CS 3343/3341: Recitation 4 Answers, Quicksort, Exp, etc.

Introduction
to the Design and Analysis of Algorithms

Textbook.

CS 3343/3341
Analysis of Algorithms
Fall 2012
Recitation 4
Quicksort, Exp, etc.
Partial Answers

The first problem will be made accessible during the Recitation hour: Rec 4, In-Class Problem 1 (password protected, use "CS3343" without quotes for "User Name" and password from class just before the recitation). [Answers are at: answers]

The pow(x, y) function calculates x^y. Implement pow using just the log and exp functions in Java or C. [Both these functions are base e. The logs page would be helpful. The answer is directly given in Java on this page. ]

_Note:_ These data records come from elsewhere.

PR #3417, opened 2015-01-13
add mm.yml

dreamingblackcat:
added translations for Burmese language(Myanmar country)


carlosantoniodasilva:
Thank you, but we do not include translations directly on the devise repo. There are, however, a couple of external solutions/links that you can look at on the wiki: https://github.com/plataformatec/devise/wiki/I18n.

Hope that helps.

dreamingblackcat:
Oh thanks. So basically I just need to put it in a gist and link to it in wiki?

carlosantoniodasilva:
That's one way indeed, another is to try a pull request to https://github.com/tigrish/devise-i18n (or you could do both :)

PR #3425, opened 2015-01-16
get rid of config.serve_static_assets deprecation warning from production.rb

kbullaughey:
apply the same change to production.rb that was put into test.rb to get rid of the deprecation warning related to the config.serve_static_assets -> config.serve_static_files in Rails 4.2.0


josevalim:

PR #4376, opened 2016-12-12
display flash messages in new session view

tpalmer:
This seems like good default behavior to have.


tegon:
Hi @tpalmer, thanks for your pull request.
Where to display flash messages is specific to each application. By adding it here, we can cause some confusion, for example, the messages can appear duplicated in my application's view after installing the gem. In order to change this behavior, I'd have to override the sessions view.
That's why I'm going to close this, I hope you understand my point.

Thank you!

PR #4381, opened 2016-12-19
remove warnings about default value with new thor

slbug:
Removes warning "Expected boolean default value for '--markerb'; got :erb (string)" for thor >= 0.19.2

### DIFF
--- a/lib/generators/devise/views_generator.rb
+++ b/lib/generators/devise/views_generator.rb
@@ -139,7 +139,11 @@ module Devise
                               default: defined?(SimpleForm) ? "simple_form_for" : "form_for"
 
       hook_for :markerb,  desc: "Generate markerb instead of erb mail views",
-                          default: defined?(Markerb) ? :markerb : :erb,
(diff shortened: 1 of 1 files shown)


faucct:
Can this be reviewed, please?

faucct:
Great, can this get a version bump, please?

faucct:
Ping.

rafaelfranca:
@faucct hey! I don't think we need to rush a release because of a warning. If you don't want  the warning you can use the master branch.

faucct:
These warnings are very annoying in Rubymine when working with our project which has 20+ gems: each time you change the branch the Rubymine starts recalculating rake tasks and switching focus to those warnings.
I could use the master branch, but again our project has 20 gemfiles in it and it would be much easier to just bump the version instead of adding the github reference to each Gemfile. I think that you could release a pre version.

faucct:
ping

faucct:
ping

The three versions of exponentiations are explored in exponential algorithms:

Consider the "Modular-Exponentiation" algorithm in your textbook page 957, shown in the image below. The algorithm has several features not relevant to this discussion: Since it is a part of the RSA cryptosystem implementation, there is an extra parameter n, and at each stage, the algorithm takes the remainder on division by n. The variable c is used only for a proof of correctness. Eliminating n and c, and changing it to the C language, we get the function on the left below. The original algorithm from class is given at the right below.

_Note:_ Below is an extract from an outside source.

PR #4382, opened 2016-12-21
update devise.rb to encourage use of the Rails 4.1 secrets convention

BenMorganIO:
Quite often, when I setup a new Rails application, the second and third keys that enter the secrets.yml (just after the secret_key_base) is the `devise_secret_key` and the `devise_pepper_key`. Whenever I come onto older projects, I notice that some people haven't yet switched over to using the secrets convention that has been around since Rails 4.1. Secrets will also be getting a boost in Rails 5.1 as encryption is introduced.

// expon: calculates a^b, where // b = b[k] b[k-1] ... b[0] (binary) // Rewritten from your text. int expon(int a, int b[], int k) { int d = 1; // final result int i; for (i = k; i >= 0; i--) { d = d * d; if (b[i] == 1) d = d * a; } return d; }

// expon: fast exponentiation // presented in class int expon(int a, int b) { int d = 1; // final result while(b > 0) { if (b%2 == 1) d = d*a; b = b/2; if (b > 0) a = a*a; } return d; }

Convince yourself that these algorithms are different by tracing through the execution of each one, using the inputs a = 3, and b = 22 = 10110₂. [Be sure to keep the two separate. For each loop execution, show the results of the two assignments (one only conditionally executed). Be careful, because b on the left is an array, but an int on the right. If you like, you can show the results as powers of 3. The final answer in each case is 3²² = 31 381 059 609.] [The most important difference between the book's algorithm (at the top and left above) and the algorithm given in class (at the right above) is that the former processes the bits of the exponent from right to left (most sig to least), while the class algorithm processes the bits of the exponent from left to right (least sig to most).]

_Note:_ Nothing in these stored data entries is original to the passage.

PR #4386, opened 2016-12-24
Fix warnings: `Use assert_nil if expecting nil`

koic:
Fix a following deprecated warnings.

"`Use assert_nil if expecting nil`"

Thanks.


carlosantoniodasilva:
Hey @koic, I'm sorry I missed your PR before! I merged #4445 which contained most of the changes for `assert_nil`, and added c76f0e59b7c3e36cefd313a35bbf9812201d64e5 which fixed the latest case. (all were covered here on your PR, again sorry I missed it!)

The following is a recursive definition of a^b for integers a and a. (This example is due to A. Levitin, from his algorithms text.)
1. Implement this definition in Java or C using recursion. [Just follow the definition. I used an extra function int sqr(int r){ return r*r; }, since Java and C don't have a squaring or exponentiation operator. (Why not? Couldn't they use ^ for this, or ** like Fortran?).] [This implementation is also at the earlier link above. As for the other "frivolous" question, ^ is already an operator in C and Java (XOR). ** would be crazy to try to use, since C and Java already make extensive use of *. Also exponentiation has often depended on the particular numerical library used.]
2. Use your program to calculate 3¹⁹ and 5¹³.
3. This program does essentially the same calculations as one of the two earlier methods above. Which one do you think? [Don't just guess or spend a lot of time on this.] [During the process of the recursive calculation, the exponent b in a^b is successively replaced by b/2 or by (b-1)/2 depending on whether b is even or odd. This continues by recursive calls until b is 0. Only then does the algorithm begin to carry out computations, first returning 1. The computations occur in the reverse order to the way the b values were first generated. The b values were generated from least significant to most significant, so the computations will occur from most significant bit of the exponent down to least significant, and this is the order used in the algorithm from the text, the one that uses the explicit binary version of the exponent. (This text's algorithm starts with 1, and either squares what is to be returned or or multiplies by a, just at the recursive algorithm does.)]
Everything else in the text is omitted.